If two instructions that run in parallel use the same path until they are resolved, then a conflict occurs when one of the instructions ends up slowing down the execution of the other, due to the fact that one part of the pipeline is shared by others. which ends up negatively affecting the amount of instructions per cycle and with it the performance of the processor.

The idea of adding new paths so that there are no conflicts when executing certain instructions is important in order to increase the real IPC of an architecture. This is the case with integer units in Zen 3 where the number of paths that can be followed by instructions using the integer unit from 7 to 10 has been enlarged in order to avoid conflicts between instructions.

Other possible changes are to rethink the internals of some instructions, making them take fewer cycles to execute, as is the case with the FMAC instruction in floating point units, which went from a latency from 5 clock cycles to just 4 clock cycles.

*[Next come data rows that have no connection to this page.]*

PR #5506, opened 2026-09-15
docs: explain why Kilter's app shows more climbs than Boardsesh

marcodejongh:
## Summary

Climbers ask why Kilter's app shows about 36k climbs on an 8x12 Kilter Homewall while Boardsesh shows about 18k. Both apps have the same climbs. Boardsesh counts each climb once; Kilter's app counts each (climb, angle) pair.

Prod numbers (read-only, 2026-09-15), Kilter Homewall layout 8, `is_listed AND NOT is_draft AND NOT is_hidden`, all frame counts on both sides:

The other type of unit that AMD has improved in Zen 3 is the so-called Load / Store, which is responsible for loading and storing data to and from the processor. Load units can load up to 3 data or instructions simultaneously each, so there has been a 50% increase over Zen 2 while storage units have gone from 1 to 2 with 64 storage slots.

The new 8-core CCX

AMD completely revamped the CCX for the first time in Zen architectures, instead of being built around 4 cores, it is now around 8 cores, which implies changes, notably in the L3 cache, which is now unified and shared not by 4 but by 8 hearts.

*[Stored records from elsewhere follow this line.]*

PR #5528, opened 2026-09-17
perf(backend): speed up Crew feed loading and pagination

marcodejongh:
## Summary

Follow-up to #5526 and #5527: fix the slow Crew first load and infinite scroll without changing the mobile app or database schema.

- Replace the catalogue-wide OR-of-EXISTS candidate query with three author-index lookups (direct setters, native authors, linked board accounts), deduplicated with UNION.
- Materialize the narrow followed-climb rows before legacy date parsing. Preserve the 30-day window, exact cursor, spray visibility, and enrichment-time membership/visibility rechecks.
- Add result-equivalence, overlapping-follow, cross-board, empty-follow, microsecond-pagination, and executed-plan regression tests.

Read-only production benchmark, one anonymized account following 26 users and two setters:

| Climb candidate query | Before | After |
| --- | --- | --- |
| First page | 10.2 s | 77 ms |
| Pagination | 11.0 s | 56 ms |

The original pagination plan filtered 788,160 rows to return five. The new date-processing stage receives only 1,963 followed climbs; existing author indexes serve the lookup branches. First-page IDs, ordering, and timestamps matched exactly. Pagination used a representative one-day-old cursor. These are candidate-query timings, not end-to-end app timings. The supplied production role cannot SELECT spray_walls, so both benchmarks exclude spray climbs; local tests exercise the complete visibility predicate. No production data, permissions, or indexes were changed. Existing session candidate queries measured 0.35–0.55 s separately.

Verification: all CI checks green, including 145 backend tests across 14 files. All 30 focused local tests pass with one worker (Crew candidates/feed/snapshot, followed authors, and credential concurrency); workspace and backend typechecks plus lint pass. Review comments addressed in 16d8db38d.

Local validation limitation: the unrestricted full-backend run exhausted the local PostgreSQL shared-memory/lock budget during concurrent schema setup and was interrupted; it is not claimed as a passing full-suite run. The credential-concurrency test that failed during that overloaded run passes in the bounded rerun. No unrelated application code or database settings were changed.

## Release Notes

Load your Crew feed and scroll to older climbs faster.

## Test plan

1. Signed in, open Home → Crew loads followed climbs and sessions.
2. Scroll down → older cards load without repeats.
3. Pull to refresh → newest followed activity appears first.
4. Unfollow a setter → their exclusively followed climbs disappear after refreshing.

## Risk

Risk: 3/5 — backend candidate selection changes; no migration or mobile changes.


marcodejongh:
Addressed the review points:

1. Added an explicit link to the membership source and the equivalence tests. The three indexable branches intentionally implement the same predicate differently; reusing OR-ed EXISTS would reintroduce the measured broad scan.
2. The CTE alias now comes from Drizzle's public `getTableName` API, with an inline explanation of how projected columns are reused.
3. Replaced the fixed `9` assertion with an independently queried expected membership count. Kept the executed materialization assertion: preventing publication predicates from being pushed into the catalogue lookup is the regression this test must catch. It makes no assertion about join algorithms or index choice.
4. Confirmed fixture isolation: `src/__tests__/setup.ts` truncates the tables before each file, and `worker-db.ts` gives each parallel worker its own database. Added that context beside the fixtures.
5. Documented that intermediate work scales with the complete followed catalogue, not page size. Capping before date filtering/global ordering would drop valid climbs; this PR deliberately preserves existing results.

No production data or schema changes. The implementation uses existing author indexes; the read-only production sample measured 77 ms / 56 ms for first-page / pagination candidate queries.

L3 cache in Zen architectures is victim cache, it means it adopts the cache lines rejected by L2 cache inside, it means L3 cache does not participate in requesting and capturing data and instructions from memory. So the advantage when using 8 cores is to communicate cores which were previously in different CCXs, the communication in this aspect has improved.

Keep in mind that we can find multiple execution threads interacting with each other, if the communication distance between different cores that execute the same instruction increases, then so does the execution time. It doesn’t matter if one core is faster than the other because the slower will slow down the faster. This is why AMD unified the 8 cores into a single CCX, in order to avoid latencies due to interoperability between cores.

Some changes to the Northbridge processor

Compared to Zen 2, the changes compared to the Northbridge, or Scalable Data Fabric according to AMD jargon, are few.

In the case of the Ryzen 5000 for desktop, based on chiplets, the changes compared to the Ryzen 3000 IOD are almost zero, except in the support of DDR4 memories faster than those supported by Zen 2, as well as better optimization in the matter of energy consumption.
The same can be said for monolithic SoCs based on Zen 3 except for the new CCX, the rest of the processor is the same as those based on Zen 2.

In fact, we should see a new SDF or IOD with the arrival of DDR5 memory and new I / O standards like PCIe 5.0, but this should happen at the same time as AMD launches the Zen 4 architecture or on might end up with a Ryzen 6000 series with a new IOD, but using Zen 3 cores, but that can only be said by AMD.